I am a scientist working for Cetacea Ecuador. We study humpback whales using sound recordings, DNA and microbiome analysis, and drone footage.
Under the guidance of the cetacean biologist Judith Denkinger, of the University of San Francisco, Quito, we have been conducting a research project on humpback whales off the coast of Ecuador since 1996. This year we are currently filming a documentary about the whales and the people around them to focus attention on the need to improve the health of the oceans to prevent the decline of populations of whales and other marine creatures.

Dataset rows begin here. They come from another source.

PR #4074, opened 2019-09-13
Fix incorrect position when editing the same file in 2 splits

### LINKED ISSUE #3713: 'dd' followed by any character jumps cursor to end of file.
**Describe the bug**
After deleting a line with `dd` any character afterwards jumps me to the end of the file.

This issue has been marked closed in an [old Closed Issue](https://github.com/VSCodeVim/Vim/issues/2136)

**To Reproduce**

- Open any file
- Remove a line in normal mode ('dd')
- Enter any character

**Expected behavior**
Not jumping to end of file.

**Environment:**
- Extension (VsCodeVim) Version: `1.7.0`
- VSCode version: `1.34.0-insider` (user setup)
- OS: Windows_NT x64 `10.0.17134`
- Date: `2019-04-30T08:17.612Z`

**Additional context**
<details>
<summary>VsCodeVim settings</summary>

```json
{
    "vim.easymotion": true,
    "vim.textwidth": 140,
    "vim.useCtrlKeys": false,
    "vim.history": 100,
        {
            "before": ["j", "j"],
            "after": ["<Esc>"]
        }
    ],
        {
            "before": ["<C-n>"],
            "commands": [":nohl"]
        }
    ],
    "vim.leader": ",",
    "vim.sneak": false,
    "vim.incsearch": true,
    "vim.useSystemClipboard": true,
    "vim.hlsearch": true,
    "vim.searchHighlightColor": "rgba(150, 150, 255, 0.3)",
    "vim.surround": true
}
```

uHOOCCOOHu:
Fix setting wrong (position) states when editing the same file in two panels.

Fixes #3713 , hopefully.
I've checked [the reproduction steps](https://github.com/VSCodeVim/Vim/issues/3713#issuecomment-508525383) from @elprans , the test mentioned in [comments](https://github.com/VSCodeVim/Vim/blob/4a5fff2b50a5f1ebece157327dd3aaadd39903ea/src/mode/modeHandler.ts#L109),  and some other random tests.
It is no longer triggered anymore.


J-Fields:
I've got to dig into this some more, but a few things spring to mind:
This handles the same misbehavior as https://github.com/VSCodeVim/Vim/pull/3539, right? Why is this solution better?
Why don't we avoid sending the event in the first place (by modifying [this conditional](https://github.com/VSCodeVim/Vim/blob/master/extension.ts#L255), say)?

uHOOCCOOHu:
> This handles the same misbehavior as #3539, right? Why is this solution better?

Oops, I just have not seen that. But yes, it does also fix #3455 , and **not** [break undo](https://github.com/VSCodeVim/Vim/pull/3539#issuecomment-526885116).
 I just keep `EditorIdentity` untouched. Since `viewColumn` can be changed, I don't know if it would cause some problems.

We focus our research on the southeastern hemisphere population of humpbacks, who mate and are born in Ecuadorean waters in June through September, then migrate 3500 miles to the Antartic to feed on plankton. The whales return to Ecuador every summer, providing a unique opportunity to learn about these magnificent creatures and understand how they are affected by human activity.
We were using a Phantom drone to film amazing footage showing whale behavior. Drones are incredibly helpful for us to understand the movements and social behavior of the whales in relation to human disturbance. Beyond that, drones can help us to collect blow samples in order to understand the microbes resident in whale breath to provide a baseline assessment of whale health. We are currently trying to raise money to fund the purchase of a waterproof drone to continue this line of investigation.
One aspect of our research involves collecting DNA samples from the adult whales. Analyzing these samples provides insights into the relatedness of the Ecuadorean humpbacks to those found in other parts of the world.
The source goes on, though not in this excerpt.